End of brotherhood - The Korea Times

End of brotherhood

By Oh Young-jin

Assistant Managing Editor

We South Koreans should learn a couple of lessons from North Korea's fatal assault on our navy corvette Cheonan with a twist on the Talmudic approach that allows ourselves to neither forget nor forgive.

The first is that North Korea is not our estranged brother nation. In its stealth torpedo attack, the Kim Jong-il regime killed 46 of our young sailors. It was not the first time that it has committed barbaric acts against us but it is our duty to make this one the last.

For the past 10 years under a generous liberal rule, we went an extra mile showering our impoverished northern brothers with free gifts of cash, food and what not. Sadly, it didn't make a difference nor change their bad behavior.

Previously, the Seoul governments ― authoritarian and conservative ― have resorted to taking an appeasement approach to a lesser degree, sometimes for their political convenience and always out of the belief that Korea was torn asunder, divided North from South due to outside intervention, which should eventually be reunited back to one.

After the obvious failure of such an approach, it is time we must stop being sentimental and not give the benefit of doubt every time every time our supposed brothers play foul. Brothers don't turn guns on each other, not to mention pull the trigger. It is time to say enough is enough.

Calling it quits to this broken brotherhood requires an emotional cleanup on our part and entails a significant change in our attitude in dealing with the aftermath.

On the emotional side, we have to see the North for what it is. They are not and cannot be a friend or a partner who can coexist with us.

This emotional divorce from brotherhood won't be as difficult as we think. Surveys show that the majority of South Koreans don't want an immediate unification for the fear that it would create disruptions in their life, causing political instability and a financial burden. They have learned of the difficulties of the affluent and free West Germans during the German unification and its transition.

Ask young South Koreans what they think of the North and the chances are the first thing they mention is not brotherhood or friendship, pointing out that the two Koreas have been divided for too long. From television footage of the North, it is hard for South Koreans to identify with North Koreans' dictum or manners.

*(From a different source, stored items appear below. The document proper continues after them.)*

PR #240, opened 2020-05-17
Fix solaris build

gperciva:


gperciva:
Yes, this needs more documentation about why it's needed.  I put this online in case you wanted to glance at e90d9ab while evaluating https://github.com/Tarsnap/scrypt/pull/239.

Issue #241, opened 2020-05-19
POSIX issue 7 (2017) now required


gperciva:
The recently-added `CHECK_POSIX_SH` [1] uses `command -v`.  This is widely accepted as the proper answer to "how do I portably check if a command exists" [2], and has been part of our `make test` since 2016-04-23 [3]. 

However, `-v` only became mandatory in issue 7; previously, it was a [UP] User Portability Utilities option [4].  The debian `posh` shell does not support it, for example.   Solaris is inconsistent between the shell built-in `command`, `/usr/bin/command`, the man-page, and `/usr/xpg4/bin/command` (the latter one is fully compatible with POSIX issue 7, as far as I can tell).

I'm still investigating, but thought that I should document the issue.

[1] https://github.com/Tarsnap/scrypt/commit/abb7241dd6f091813c6a7b3007ec89422450f176
[2] https://stackoverflow.com/a/677212
[3] https://github.com/Tarsnap/scrypt/commit/4dc4eeb03027c9cf2c6f59f7ec3070b25b7eb383
[4] https://pubs.opengroup.org/onlinepubs/009695399/utilities/command.html

gperciva:
Resolved in #242.

PR #242, opened 2020-05-19
build: avoid POSIX-issue-7-required command

gperciva:


gperciva:
Some discussion in #241.  This fixes the build issue on Solaris, so we won't be required to move `CHECK_POSIX_SH` to the beginning of `configure.ac` "for some reason".

PR #2812, opened 2018-07-02
default rules use container_name_and_id; include rulebase files in dist

richm:
Change the default filename rules to use container_name_and_id
Include the rulebase files in the dist / source tarball


richm:
@davidelang

rgerhards:
@richm @davidelang "bug" label would be correct?

richm:
@rgerhards yes - I'm sure David would agree this is a bug

davidelang:
Yes, there is a default value that doesn't work.

rgerhards:
In the interim I have used:
```
- mmkubernetes bugfix: default rules use container_name_and_id
  also include rulebase files in dist
  Thanks to Richard Megginson for fixing the issue.
```
maybe it's sufficient...

davidelang:
The rulebase file was in the source tree, but not included in the dist packages.

This solves that and gets the rulebase file to the admins who need it.

David Lang

Issue #2753, opened 2018-06-04
I'm getting a build error in /plugins/ommongodb/ommongodb.c 


mmonson:
### Expected behavior
No compile errors on the v8-stable or main branch
### Actual behavior
make[2]: Entering directory '/opt/rsyslog/rsyslog/plugins/ommongodb'
  CC       ommongodb_la-ommongodb.lo
ommongodb.c: In function ‘initMongoDB’:
ommongodb.c:204:3: error: unknown type name ‘mongoc_ssl_opt_t’
   mongoc_ssl_opt_t ssl_opts;
   ^
ommongodb.c:205:31: error: ‘mongoc_ssl_opt_t’ undeclared (first use in this function)
   memset(&ssl_opts, 0, sizeof(mongoc_ssl_opt_t));
                               ^
ommongodb.c:205:31: note: each undeclared identifier is reported only once for each function it appears in
ommongodb.c:206:14: error: request for member ‘pem_file’ in something not a structure or union
      ssl_opts.pem_file = pData->ssl_cert;
              ^
ommongodb.c:207:14: error: request for member ‘ca_file’ in something not a structure or union
      ssl_opts.ca_file = pData->ssl_ca;
              ^
ommongodb.c:208:6: error: implicit declaration of function ‘mongoc_client_set_ssl_opts’ [-Werror=implicit-function-declaration]
      mongoc_client_set_ssl_opts (pData->client, &ssl_opts);

### Steps to reproduce the behavior
1.   download clean repo
2   run autoreconf -fvi
3   make

### Environment
- rsyslog version: 8.35.0
- platform: compiled on Ubuntu 16.04 

This all seems to be due to a missing definition for mongoc_ssl_opt_t

rgerhards:
I guess your version of libmongo-c is too old. Configure should probably check for a minimum version.

rgerhards:
@mmonson did you try with an updated libmongo-c?

rgerhards:
alternatively, please post config.log so that we can check what configure saw

mmonson:
Yes that seems to be working 
I tried running (sudo /usr/sbin/rsyslogd -nd) with the attached rsyslog.conf file and I get this error  I get this same error with the TCP and UDP listeners commented out and with 
$ActionFileDefaultTemplate RSYSLOG_TraditionalFileFormat

2688.264121771:main Q:Reg/w0  : ommongodb.c: ommongodb: ts_gen is 0
[...]

PR #2819, opened 2018-07-04
Remove ?authMechanism=PLAIN to let the mongo library chooses the defa…

jjourdin:
This is a proposal to fix https://github.com/rsyslog/rsyslog/issues/2753.
It removes the hardcoded ?authMechanism=PLAIN

closes https://github.com/rsyslog/rsyslog/issues/2753


rgerhards:
Could you test the patch and it works for you?

jjourdin:
It works for me.
Travis failure seems to be related to omkafka, not to ommongodb.

rgerhards:
> It works for me.

great! That was the confirmation I was looking for ;-)

> Travis failure seems to be related to omkafka, not to ommongodb.

I have restarted. That is actually I a test I watch since a couple of days for occasional failure.

PR #2831, opened 2018-07-12
Travis: reduce distcheck tests

rgerhards:
this has been moved to the buildbot infrastructure, where we
do not have the strong runtime limitations. We still need to
run db-related (mysql, ...) distcheck tests as this is not yet
supported in the containers we use on buildbot.

### DIFF
--- a/.travis.yml
+++ b/.travis.yml
@@ -71,16 +71,16 @@ matrix:
        services:
          - mysql
          - postgresql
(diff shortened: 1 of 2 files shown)


rgerhards:
freebsd failure is known issue, see https://github.com/rsyslog/rsyslog/issues/2833

rgerhards:
CI issues are issues due to new CI definitions - acceptable.

Issue #2830, opened 2018-07-11
imkmsg builds unclean with newer compilers


rgerhards:
we get a couple of warning, which prevents us from checking this in CI with newer compilers.

currently missing in:
* ubuntu 18.04
* centos 7

PR #2832, opened 2018-07-12
imkmsg bugfix: build warnings on some platforms

rgerhards:
nothing serious, but still breaks CI. Also, we want as-clean-as-possible code

closes https://github.com/rsyslog/rsyslog/issues/2830


rgerhards:
CI failures are acceptable in this case, as I am working on CI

Also noteworthy is the fast-dwindling population of those who were forced to flee to the South in a diaspora triggered by the 1950-1953 Korean War, who yearn in their twilight period of life to reunite with family members and relatives stranded in the North.

These developments provide grounds for us to redefine the North as a nation to which an emotionally-detached, cool-headed policy must be applied. Simply put, we no longer need to call a spade a diamond.

On a policy level, the government is given more leeway to act boldly in dealing with the North's misdeeds. By this standard, the current conservative government, led by President Lee Myung-bak, has handled the Cheonan situation well in general, but still left important things to be desired. For instance, it is running the risk of losing consistency in its hard-headed approach, when it suddenly backed down from its announced plan to renew its frontline propaganda through loudspeakers.

The North may take it as a sign of weakness and feel tempted to believe that it can literally get away with murder. I hope that this letup is part of the Lee government's overall plot to force the North to realize its miscalculations in its torpedo attack and pay the consequences. If not, President Lee would be misinterpreting the will of the people who gave him the mandate to govern.

Perhaps, more urgently, the Cheonan situation calls for a review of our current diplomatic priorities. South Korea has been frozen in its alliance with the United States since the end of the Second World War. The U.S. defeated imperial Japan and liberated Korea from a suffocating colonial yoke. Then, it defended South Korea from the jaws of the communist North at the cost of thousands of lives of young soldiers, sailors, marines and airmen during the three-year war. For the following five decades, its troops have been stationed in the South, acting as a tripwire for an immense U.S.-led counterattack in the event of another North Korean attack.

I, along with many other Koreans, am grateful for their contribution to the fragile but lasting peace on the Korean peninsula but the ROK-U.S. alliance has proven time and again to be less than perfect.

This requires a strategic reconsideration of this alliance, not for a drastic change but to supplement it. China has already replaced the U.S. as Korea's top trading partner and is emerging as a superpower set to go toe to toe with the United States. As shown in the Cheonan disaster or other previous North Korean affairs, China repeatedly holds the crucial key.

Can the current government or future governments in Seoul afford not to take initiatives to make China more than just a trading partner but a political ally as well? I think not.

Call it Machiavellian but we can't ignore the inevitable.